Performance very poor, not preserving host states accross re



Our nagios server had a hard drive failure yesterday and we had to migrate to a new machine. I saved the config directories, but not the html/cgi directories. This morning when I went to reinstall everythingon the new mahcine I niotced that nagios 2.4 is no longer available and grabbed 2.5 instead. Unfortunately I'm having serious problems with 2.5 and the http plugin.

When I start the daemon it takes over five minutes to check 19 hosts with about 101 services between them. This is far higher than it was with 2.4. Further, it will detect several http and https services as down even though manual tests of those services by using the check_http command form the CLI show that they are fine. In the log the failures are due to the plugin timing out, but when I test the plugin manually I get a sub-second response time. Check_http seems to be the only plugin affected. I've run a tcpdump between the nagios server and the host being monitored; nagios never actually sends any http/https traffic to the host that the services are being marked down on.  I ran a bunch of 'ps -ax | grep nagios' at the same time as saw that nagios is in fact calling the plugin, there's just no traffic. I even copy/pasted the exact command nagios is calling from the ps -ax output to my command line as a test. Not only did the plugin work perfectly, but I saw the traffic in my tcpdump. 
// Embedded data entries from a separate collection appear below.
PR #441, opened 2026-04-15
Manchester | ITP Jan-26 | Ofonime Edak | Sprint 2 | Book library

Ofonimeedak:
Self checklist

Debug and fix errors in the book library app

### DIFF
--- a/debugging/book-library/script.js
+++ b/debugging/book-library/script.js
@@ -2,7 +2,7 @@ let myLibrary = [];
 
 window.addEventListener("load", function (e) {
   populateStorage();
-  render();
+  //render();
 });
 
 function populateStorage() {
@@ -32,16 +32,21 @@ function submit() {
     title.value == null ||
     title.value == "" ||
     pages.value == null ||
-    pages.value == ""
+    pages.value == "" ||
+    author.value == null ||
+    author.value == ""
   ) {
     alert("Please fill all fields!");
     return false;
   } else {
-    let book = new Book(title.value, title.value, pages.value, check.checked);
-    library.push(book);
+    let book = new Book(title.value, author.value, pages.value, check.checked);
+    myLibrary.push(book);
     render();
   }
 }
+
+const submitInput = document.getElementById("submit");
+submitInput.addEventListener("click", submit);
 
 function Book(title, author, pages, check) {
   this.title = title;
@@ -54,7 +59,7 @@ function render() {
   let table = document.getElementById("display");
   let rowsNumber = table.rows.length;
   //delete old table
-  for (let n = rowsNumber - 1; n > 0; n-- {
+  for (let n = rowsNumber - 1; n >= 1; n--) {
     table.deleteRow(n);
   }
   //insert updated row and cells
@@ -76,11 +81,12 @@ function render() {
     changeBut.className = "btn btn-success";
     wasReadCell.appendChild(changeBut);
     let readStatus = "";
-    if (myLibrary[i].check == false) {
+    if (myLibrary[i].check == true) {
       readStatus = "Yes";
     } else {
       readStatus = "No";
     }
+
     changeBut.innerText = readStatus;
 
     changeBut.addEventListener("click", function () {
@@ -89,12 +95,14 @@ function render() {
     });
 
     //add delete button to every row and render again
+
     let delButton = document.createElement("button");
-    delBut.id = i + 5;
-    deleteCell.appendChild(delBut);
-    delBut.className = "btn btn-warning";
-    delBut.innerHTML = "Delete";
-    delBut.addEventListener("clicks", function () {
+    delButton.id = i;
+
+    deleteCell.appendChild(delButton);
+    delButton.className = "btn btn-warning";
+    delButton.innerHTML = "Delete";
+    delButton.addEventListener("click", function () {
       alert(`You've deleted title: ${myLibrary[i].title}`);
       myLibrary.splice(i, 1);
       render();
--- a/debugging/book-library/script.js
+++ b/debugging/book-library/script.js
@@ -20,26 +20,36 @@ function populateStorage() {
   }
 }
 
-const title = document.getElementById("title");
-const author = document.getElementById("author");
-const pages = document.getElementById("pages");
-const check = document.getElementById("check");
+const bookTitle = document.getElementById("title");
+const authorOfBook = document.getElementById("author");
+const NoOfpages = document.getElementById("pages");
+const readBook = document.getElementById("check");
 
 //check the right input from forms and if its ok -> add the new book (object in array)
 //via Book function and start render function
 function submit() {
   if (
-    title.value == null ||
-    title.value == "" ||
-    pages.value == null ||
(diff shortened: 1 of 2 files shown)


cjyuan (commented):

debugging/book-library/script.js
cjyuan: Safer to declare `myLibrary` using `const`.

debugging/book-library/script.js
```diff
@@ -2,7 +2,7 @@ let myLibrary = [];
 
 window.addEventListener("load", function (e) {
   populateStorage();
-  render();
+  //render();
```
cjyuan: If the code is not needed, remove it instead of just comment it out (to keep the code clean).

debugging/book-library/script.js
```diff
@@ -20,41 +20,56 @@ function populateStorage() {
...
 }
 
-const title = document.getElementById("title");
-const author = document.getElementById("author");
-const pages = document.getElementById("pages");
-const check = document.getElementById("check");
+const bookTitle = document.getElementById("title");
+const authorOfBook = document.getElementById("author");
+const NoOfpages = document.getElementById("pages");
+const readBook = document.getElementById("check");
```
cjyuan: - Can you give them names that can better reflect the values assigned to them -- objects representing HTML elements?

- Common practice is to declare all shared constants/variables at the beginning of the file (before any function definition).

- In JS convention, names that begin with an uppercase letter are used for data types. (e.g., Math, Book, Array).

debugging/book-library/script.js
```diff
@@ -20,41 +20,56 @@ function populateStorage() {
...
+    return false;
   } else {
-    let book = new Book(title.value, title.value, pages.value, check.checked);
-    library.push(book);
+    let book = new Book(
+      bookTitle.value,
+      authorOfBook.value,
+      NoOfpages.value,
+      readBook.checked
+    );
```
cjyuan, line 40: - You checked the trimmed values but you used the untrimmed values. As a result, the book's title and author's name can still contain leading and trailing space.

- Even if the HTML input type is "number", its value is still treated as a string, allowing inputs like "3e2" or "-1".

A better and safer approach to deal with user input is to first preprocess/sanitise them, and then store the cleaned values in variables. Thereafter, refer only to the variables for cleaned values consistently throughout the rest of the code.

debugging/book-library/script.js
```diff
@@ -20,41 +20,56 @@ function populateStorage() {
...
   }
 }
 
-function Book(title, author, pages, check) {
-  this.title = title;
-  this.author = author;
-  this.pages = pages;
-  this.check = check;
+const submitInput = document.getElementById("submit");
+submitInput.addEventListener("click", submit);
```
cjyuan: It's a better practice to keep all the code that is to be executed once on page load in the same place. For example, in the window "on load" event listener.

debugging/book-library/script.js
```diff
@@ -20,41 +20,56 @@ function populateStorage() {
...
 }
 
 function render() {
   let table = document.getElementById("display");
   let rowsNumber = table.rows.length;
   //delete old table
-  for (let n = rowsNumber - 1; n > 0; n-- {
+  for (let n = rowsNumber - 1; n >= 1; n--) {
     table.deleteRow(n);
   }
```
cjyuan, line 67: Clearing `<tbody>` is easier and more efficient.

debugging/book-library/script.js
```diff
@@ -20,41 +20,56 @@ function populateStorage() {
...
-  this.check = check;
+const submitInput = document.getElementById("submit");
+submitInput.addEventListener("click", submit);
+
+function Book(bookTitle, authorOfBook, NoOfpages, readBook) {
+  this.bookTitle = bookTitle;
+  this.authorOfBook = authorOfBook;
+  this.NoOfpages = NoOfpages;
+  this.readBook = readBook;
 }
```
cjyuan: - The resulting "Book" object already represents a book, so including the word "book" in its property names is redundant.

- Consider also using the conventional name for properties that store a Boolean value.

debugging/book-library/script.js
```diff
@@ -66,36 +81,34 @@ function render() {
     let pagesCell = row.insertCell(2);
     let wasReadCell = row.insertCell(3);
     let deleteCell = row.insertCell(4);
-    titleCell.innerHTML = myLibrary[i].title;
-    authorCell.innerHTML = myLibrary[i].author;
-    pagesCell.innerHTML = myLibrary[i].pages;
+    titleCell.innerHTML = myLibrary[i].bookTitle;
+    authorCell.innerHTML = myLibrary[i].authorOfBook;
+    pagesCell.innerHTML = myLibrary[i].NoOfpages;
```
cjyuan: Please note that when setting the text content of an HTML element, there are subtle but important differences between using `.innerHTML`, `innerText`, and `textContent`.

debugging/book-library/script.js
```diff
@@ -66,36 +81,34 @@ function render() {
...
-    wasReadCell.appendChild(changeBut);
-    let readStatus = "";
-    if (myLibrary[i].check == false) {
-      readStatus = "Yes";
-    } else {
-      readStatus = "No";
-    }
-    changeBut.innerText = readStatus;
+    let changeBtn = document.createElement("button");
+    changeBtn.id = i;
```
cjyuan: - Why give `changeBtn` an `id` attribute but not doing the same for `delButton`?
- Is it necessary to give them an `id` attribute in this app?

debugging/book-library/script.js
```diff
@@ -66,36 +81,34 @@ function render() {
...
-    changeBut.addEventListener("click", function () {
-      myLibrary[i].check = !myLibrary[i].check;
+    changeBtn.addEventListener("click", function () {
+      myLibrary[i].readBook = !myLibrary[i].readBook;
       render();
     });
 
     //add delete button to every row and render again
+
     let delButton = document.createElement("button");
```
cjyuan: Can you suggest a more consistent naming convention for the variables representing the two buttons, currently named `changeBut` and `delButton`?

cjyuan: Could consider declaring the two buttons using `const`.

debugging/book-library/script.js
Ofonimeedak: Thank you, I was thinking that breaking responsibility into each function will be easier to maintain, and could be the modern approach

debugging/book-library/script.js
Ofonimeedak: innerText is most appropriate because we want to keep the HTML style for that element and not override it using textContent

debugging/book-library/script.js
Ofonimeedak: not needed element already  created in the DOM memory, not gotten from the HTML page

debugging/book-library/script.js
cjyuan: Why not adopt it if it is the most appropriate one?

cjyuan:
Changes look good.

illicitonion:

Any help that could be provided would be greatly appreciated. I have two hosts that nagios is marking down even though they are operating perfectly.



I should have known better than to question the most excellent nagios code. My resolv.conf was not configured properly, hence an obvious source of plugin weirdness as it’s only intermittently able to resolve the hostnames.

Not sure what nagios toold I could have used to troubleshoot this; no errors were being printed by the plugin that might have indicated the problem.



yea, that is strange. But live and learn.